Some wheels are more specialized than others but most wheels have quite a bit of latitude in what they can spin. You can also get parts to modify some wheels and expand that range. As an example, there is an Ashford Traditional here. Single treadle, Scotch tension. It's a fairly basic wheel, probably the most common spinning wheel on the planet. It's been in production for decades and they are still making them. It easily goes from fingering to bulky using most wools, angora, alpaca, llama, etc. It has a "bulky" flyer (larger orifice) which lets it go up to super bulky yarn as well as ply two full bobbins together to get larger skeins. It also has a "lace" flyer that lets it spin finer yarns, although I don't use that one much at all. There is also a Woolee Winder that fits the standard flyer. It is supposed to make it easier to spin since you don't have to move the fiber onto the next hook, but it doesn't get used as much as I would have expected. I've had this wheel for years, it's my first wheel, actually. There have been several others come and go since then, but this one remains. I don't know if I'll ever outgrow this wheel, it seems to be pretty adaptable to many different fibers and spinning methods.

From old pictures, it seemed folks would sort of put the distaff under their arm while using it with a spindle.


----------



## Pearl B (Sep 27, 2008)

Thank you for starting this thread! :clap::thumb:

I didn't know I could put a distaff on my Traveller or use it for my drop spindle. Or that its basically used just to hold fiber.
I think I shall me getting one shortly.


----------



## MullersLaneFarm (Jul 23, 2004)

I've seen the distaffs hooked under an arm or propped in a belt.

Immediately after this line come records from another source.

PR #1232, opened 2019-07-08
Add `--yaml` and `--kube` output options to `certgen` subcommand

youngnick:
Updates #1215
Updates #881

### DIFF
--- a/docs/deploy-seperate-pods.md
+++ b/docs/deploy-seperate-pods.md
@@ -17,12 +17,17 @@ This configuration has several advantages:
     - `contourcerts`: must contain `contourcert.pem` and `contourkey.pem` keys that contain a certificate and key for Contour. The certificate must be valid for the name `contour` either via CN or SAN.
     - `envoycerts`: must contain `envoycert.pem` and `envoykey.pem` keys that contain a certificate and key for Envoy.
 
+For detailed instructions on how to configure the required certs manually, see the [step-by-step TLS HOWTO][2].
+
 ## Deploy Contour
 
 1. [Clone the Contour repository][1] and cd into the repo.
-2. Ensure you have `openssl` installed (or at least something that provides that command.`)
-2. Generate the keypairs required to secure the TLS connection between Contour and Envoy. You can do that using `contour gencerts --pem` and then `make applycerts`, assuming that your kubectl will connect to the cluster you want. If not, follow the [detailed generation directions][2]. 
-3. Run `kubectl apply -f examples/ds-hostnet-split/`
+2. Run `kubectl apply -f examples/ds-hostnet-split/`
+
+This will:
+- set up RBAC
+- run a Kubernetes Job that will generate one-year validity certs and put them into `heptio-contour`
+- Install Contour and Envoy in a separate fashion.
 
 **NOTE**: The current configuration exposes the `/stats` path from the Envoy Admin UI so that Prometheus can scrape for metrics.
 
--- a/examples/ds-hostnet-split/03-contour.yaml
+++ b/examples/ds-hostnet-split/03-contour.yaml
@@ -35,7 +35,7 @@ spec:
         - --xds-port=8001
         - --envoy-service-http-port=80
         - --envoy-service-https-port=443
-        - --contour-cafile=/ca/CAcert.pem
+        - --contour-cafile=/ca/cacert.pem
         - --contour-cert-file=/certs/tls.crt
         - --contour-key-file=/certs/tls.key
         command: ["contour"]
--- a/internal/certgen/certgen.go
+++ b/internal/certgen/certgen.go
@@ -161,12 +161,10 @@ func NewContourCerts() *ContourCerts {
 // writeCertPEMs writes out all the PEMs for all the certs, using
 // the stored filenames.
 func (cc *ContourCerts) writeCertPEMs(outputDir string) error {
-	err := cc.CA.writePEMs(outputDir)
-	if err != nil {
+	if err := cc.CA.writePEMs(outputDir); err != nil {
 		return err
 	}
-	err = cc.Contour.writePEMs(outputDir)
-	if err != nil {
+	if err := cc.Contour.writePEMs(outputDir); err != nil {
 		return err
 	}
 	return cc.Envoy.writePEMs(outputDir)
@@ -197,18 +195,15 @@ func (cc *ContourCerts) writeCACertKube(namespace string, client *kubernetes.Cli
 // the generated Secrets into the Kube `namespace`
 func (cc *ContourCerts) writeSecretYAMLs(outputDir, namespace string) error {
 	// First, write out just the CA Cert secret.
-	err := cc.writeCACertYAML(outputDir, namespace)
-	if err != nil {
+	if err := cc.writeCACertYAML(outputDir, namespace); err != nil {
 		return err
 	}
 	// Next, write out the full CA keypair
-	err = cc.CA.writeTLSYAML(outputDir, namespace)
-	if err != nil {
+	if err := cc.CA.writeTLSYAML(outputDir, namespace); err != nil {
 		return err
 	}
 	// Next, Contour's keypair
-	err = cc.Contour.writeTLSYAML(outputDir, namespace)
-	if err != nil {
+	if err := cc.Contour.writeTLSYAML(outputDir, namespace); err != nil {
 		return err
 	}
 	return cc.Envoy.writeTLSYAML(outputDir, namespace)
@@ -218,18 +213,15 @@ func (cc *ContourCerts) writeSecretYAMLs(outputDir, namespace string) error {
 // `namespace`.
 func (cc *ContourCerts) writeToKube(namespace string, client *kubernetes.Clientset) error {
 	// First, write out just the CA Cert secret.
-	err := cc.writeCACertKube(namespace, client)
-	if err != nil {
+	if err := cc.writeCACertKube(namespace, client); err != nil {
 		return err
 	}
 	// Next, write out the full CA keypair
-	err = cc.CA.writeTLSKube(namespace, client)
-	if err != nil {
+	if err := cc.CA.writeTLSKube(namespace, client); err != nil {
 		return err
 	}
 	// Next, Contour's keypair
-	err = cc.Contour.writeTLSKube(namespace, client)
-	if err != nil {
+	if err := cc.Contour.writeTLSKube(namespace, client); err != nil {
 		return err
 	}
 	return cc.Envoy.writeTLSKube(namespace, client)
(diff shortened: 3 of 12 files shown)


internal/certgen/certgen.go
```diff
@@ -60,11 +69,15 @@ type Config struct {
...
-	Contour *keyPair
-	Envoy   *keyPair
+type certData struct {
+	Filename string
+	Data     []byte
+}
+
+// writePEM writes a certificate out to its filename in outputDir.
+func (cd *certData) writePEM(outputDir string) error {
+	return writePEMFile(outputDir+"/"+cd.Filename, cd.Data)
```
davecheney: nit: although we don't support and proably never will support building for windows, its probably not a bad idea to future proof this with path/filepath.join(outputDir, cd.Filename). If for no other reason than someone will probably add this later and why have to review two PRs, eh?

internal/certgen/certgen.go
```diff
@@ -28,7 +28,16 @@ import (
 	"io/ioutil"
 	"math/big"
 	"os"
+	"path"
 	"time"
+
+	corev1 "k8s.io/api/core/v1"
```
davecheney: It's time to start splitting these files up. This is for a variety of reasons. The first is obviously length, but it's not just an arbitrary file length, its more than this file contains various operations that are related but independant in their use and operation.

For example we have functions that make TLS certificates, others that write out certificates to a file system, and some that create a k8s client to write certificates to k8s.

The hint is when a file called `certgen.go` grows imports required to write things to k8s, you know its doing too many things.

I'd suggest organising the functions in this file along either functional boundaries; eg, certs.go for things that generate certs, k8s.go for things that talk to k8s, and so on -- or along import boundaries, eg. group functions by the imports they require -- generally this has the same result.

internal/certgen/certgen.go
```diff
@@ -113,37 +158,84 @@ func NewContourCerts() *ContourCerts {
 	}
 }
 
-func (kp *keyPair) writePEMs(outputDir string) error {
-	err := kp.Cert.writePEM(outputDir)
+// writeCertPEMs writes out all the PEMs for all the certs, using
+// the stored filenames.
+func (cc *ContourCerts) writeCertPEMs(outputDir string) error {
```
davecheney: Does writeCertPEMs create outputDir? It probably should

internal/certgen/certgen.go
```diff
@@ -73,9 +86,40 @@ type keyPair struct {
...
+	err := kp.Cert.writePEM(outputDir)
+	if err != nil {
+		return err
+	}
+	return kp.Key.writePEM(outputDir)
+}
+
+// ContourCerts holds all three keypairs required, the CA, the Contour, and Envoy keypairs.
+type ContourCerts struct {
+	CA               *keyPair
```
davecheney: I feel strongly that CA should not be a keyPair, there should be no reason that the private Key of the CA that signed the Envoy and Contour certs should not be forgotten as soon as those certs have been signed. This will ensure that nobody can use the CA in the contour namespace to mint additional certs.

internal/certgen/certgen.go
```diff
@@ -60,11 +69,15 @@ type Config struct {
 	OutputPEM bool
 }
 
-// ContourCerts holds all three keypairs required, the CA, the Contour, and Envoy keypairs.
-type ContourCerts struct {
-	CA      *keyPair
-	Contour *keyPair
-	Envoy   *keyPair
+type certData struct {
+	Filename string
```
davecheney: I think that Filename can probably be inferred from the context in which the certificate is used.

davecheney: This is because, at least in the k8s secret context, certData.Filename is strongly correlated with the name (key) of the secret inside the secret object, and also with the names in deployment yamls, while you _could_ change the filename certData is written too, in reality, people probably won't and I sure don't want to have to document all the places where they need to chase it.

internal/certgen/certgen.go
```diff
@@ -326,3 +487,48 @@ func bigIntHash(n *big.Int) []byte {
...
+		return nil
+	}
+	return fmt.Errorf("can't overwrite %s", filename)
+
+}
+
+func writeSecret(filename string, secret *corev1.Secret) error {
+	s := json.NewYAMLSerializer(json.DefaultMetaFactory, scheme.Scheme, scheme.Scheme)
+	_, err := os.Stat(filename)
+	if err != nil {
```
davecheney: putting the success case _inside_ the conditional block isn't considered good form, its better to use a guard clause to bail out early if the precondition is not met.

In this case I'd recommend making a helper, say, `createFile(path, force) (f, err)` where createFile creates path iff it does not exist and force is false, otherwise returns with an appropriate error message, this will let you write something like this

f, err := createFile(filename, false) // never overwrite
if err != nil {
    return err
}

internal/certgen/certgen.go
```diff
@@ -326,3 +487,48 @@ func bigIntHash(n *big.Int) []byte {
...
+		// Can't stat the file, we'll create it
+		f, err := os.Create(filename)
+		if err != nil {
+			return err
+		}
+		defer f.Close()
```
davecheney: Sadly you cannot use defer here as we're writing to f and operating systems may not report an error to write until we try to close (which implicitly flushes the file).

internal/certgen/certgen.go
```diff
@@ -326,3 +487,48 @@ func bigIntHash(n *big.Int) []byte {
...
+		err = s.Encode(secret, f)
+		if err != nil {
```
davecheney: If the encode failed we should delete the partially written file on disk, otherwise people who've scripted this and are using the presence of the file, like make does, will get screwed.

internal/certgen/certgen.go
```diff
@@ -317,6 +412,72 @@ func newCA(r io.Reader, cn string, expiry time.Time) ([]byte, []byte, error) {
...
+				"app": "contour",
+			},
+		},
+		Data: map[string][]byte{
+			path.Base(certfilename): certPEM,
+		},
+	}
+}
+
+func newClient(kubeconfig string, inCluster bool) (*kubernetes.Clientset, error) {
```
davecheney: i'm not sure this function belongs in this package. What the other functions that rely on newClient need is the *kubernetes.ClientSet. It feels super weird that internal/certgen needs to know if its being called from a process which is running inside or outside a cluster.

Probably the way to solve this is to move newClient's caller, Gencerts into cmd/contour then it can reuse the existing NewClient function there

internal/certgen/certgen.go
```diff
@@ -113,37 +158,84 @@ func NewContourCerts() *ContourCerts {
...
+	err = cc.Contour.writeTLSKube(namespace, client)
+	if err != nil {
+		return err
+	}
+	return cc.Envoy.writeTLSKube(namespace, client)
 }
 
-// GenerateCerts performs the actual cert generation steps and then returns the certs for the output functions.
+// GenerateCerts performs the actual cert generation steps and then returns the certs for the output function.
 func GenerateCerts(certConfig *Config) (*ContourCerts, error) {
```
davecheney: I'm pretty sure this needs to move to cmd/contour. certConfig is 100% the cli flags we pass into `contour gencerts` so its probably better than certConfig never leaks out of cmd/contour.

internal/certgen/certgen.go
```diff
@@ -196,7 +288,10 @@ func OutputCerts(certgenConfig *Config, certs *ContourCerts) error {
 		}
 
 		fmt.Printf("Outputting certs to PEM files in %s/\n", certgenConfig.OutputDir)
-		certs.writeCertPEMs(certgenConfig.OutputDir)
+		err = certs.writeCertPEMs(certgenConfig.OutputDir)
```
davecheney: As an added bonus, if you move GenerateCerts into cmd/contour you can use the check helper 'cos its totally fine for cmd/contour to blow up on error whereas its not cool for a library to completely dump the program its called from.

Then that would give you an easy way to call `check(os.MkdirAll(certgenConfig.OutputDir)) and know that the output directory existed beforehand.

internal/certgen/certgen.go
```diff
@@ -196,7 +288,10 @@ func OutputCerts(certgenConfig *Config, certs *ContourCerts) error {
...
+		if err != nil {
+			return err
+		}
 	}
 
 	if certgenConfig.OutputYAML {
```
davecheney: This feels like selection; it probably shouldn't be a set of if cases where only one matches.

internal/certgen/certgen.go
```diff
@@ -326,3 +487,48 @@ func bigIntHash(n *big.Int) []byte {
...
+			return err
+		}
+		fmt.Printf("Created %s\n", filename)
+		return nil
+	}
+	return fmt.Errorf("can't overwrite %s", filename)
+
+}
+
+func writeSecret(filename string, secret *corev1.Secret) error {
```
davecheney: To make testing easier, writeSecret should take an os.Writer where it will serialise the secret too. This means the caller is responsible for creating, and closing that file, while we can write a test for writeSecret without having to poop a file on disk.

internal/certgen/certgen.go
youngnick: I intended that you could pass from one to three, and get all of the results you asked for.

internal/certgen/output.go
```diff
@@ -0,0 +1,67 @@
...
+)
+
+// writeSecret writes out a given Secret to a file.
+func writeSecret(f *os.File, secret *corev1.Secret) error {
+	s := json.NewYAMLSerializer(json.DefaultMetaFactory, scheme.Scheme, scheme.Scheme)
+	return s.Encode(secret, f)
+}
+
+func createFile(filepath string, force bool) (f *os.File, err error) {
+
```
davecheney: This can be written a different way that closes the (arguably tiny) race between Stat and Create
```go
flags := os.O_RDWR|os.O_CREATE|os.O_TRUNC
if !force {
   flags = flags | os.O_EXCL
}
err := os.OpenFile(name, flags, 0666)
```

youngnick: TIL.

docs/deploy-seperate-pods.md
```diff
@@ -17,12 +17,17 @@ This configuration has several advantages:
...
 
+For detailed instructions on how to configure the required certs manually, see the [step-by-step TLS HOWTO][2].
+
 ## Deploy Contour
 
 1. [Clone the Contour repository][1] and cd into the repo.
-2. Ensure you have `openssl` installed (or at least something that provides that command.`)
-2. Generate the keypairs required to secure the TLS connection between Contour and Envoy. You can do that using `contour gencerts --pem` and then `make applycerts`, assuming that your kubectl will connect to the cluster you want. If not, follow the [detailed generation directions][2]. 
-3. Run `kubectl apply -f examples/ds-hostnet-split/`
+2. Run `kubectl apply -f examples/ds-hostnet-split/`
```
davecheney: What's the upgrade path for someone who had previously deployed this example in their 0.13 cluster? Can they kubectl apply -f again; pick up the new contour image version and the certificate job will also deploy?

If this is a bit sketchy maybe we should clone ds-hostnet-split, add a new example, then we can deprecate ds-hostnet-split in 0.15?

examples/ds-hostnet-split/03-contour.yaml
```diff
@@ -35,7 +35,7 @@ spec:
         - --xds-port=8001
         - --envoy-service-http-port=80
         - --envoy-service-https-port=443
-        - --contour-cafile=/ca/CAcert.pem
+        - --contour-cafile=/ca/cacert.pem
```
davecheney: thanks, mixed case will make you curse yourself when you mix windows and mac; CapsLock, just don't do it.

docs/deploy-seperate-pods.md
youngnick: I just confirmed that the upgrade path is just `kubectl -f apply` again - although I just noticed I forgot to change the certgen image spec to `gcr.io/heptio-images/contour:master`, I'll fix that.

If we want to change the Job spec later, we may need to do something clever, as Job Pod specs are immutable. But this works just fine for upgrading from no security to with security.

There are also wrist distaffs to hold roving or hold a ball of yarn when knitting/crocheting.


----------



## Marchwind (May 10, 2002)

Here is some good info on distaffs http://en.wikipedia.org/wiki/Distaff

I have a distaff for one of my wheels but I never use it. I far prefer to keep my fibers in a basket by my side. Distaffs look cool and nice but I'm not sure they are necessary, perhaps they are handy when dealing with flax in the tow form, I've only spun it from 

Any wheel can spin anything you ask of it. Two real questions should be asked. First, is the orifice large enough to accommodate what you are wanting to spin? Second, how hard do you want to have to work? My Country Craftsman has a large drive wheel and is intended to spin fine fibers, the orifice is small so I seriously doubt I can spin anything larger than maybe a worsted weight yarn. Having said that if you have a spinning wheel with a smaller drive wheel you will be able to spin finer yarns as well as thicker yarns, however you will work your little legs hard treadling like crazy to get the twist needed to make a fine yarn. This is where the ratios come in and you can get around some of that hectic treadling by having more whorls on your flyer or bobbin or on some wheels the drive wheel itself has different whorls.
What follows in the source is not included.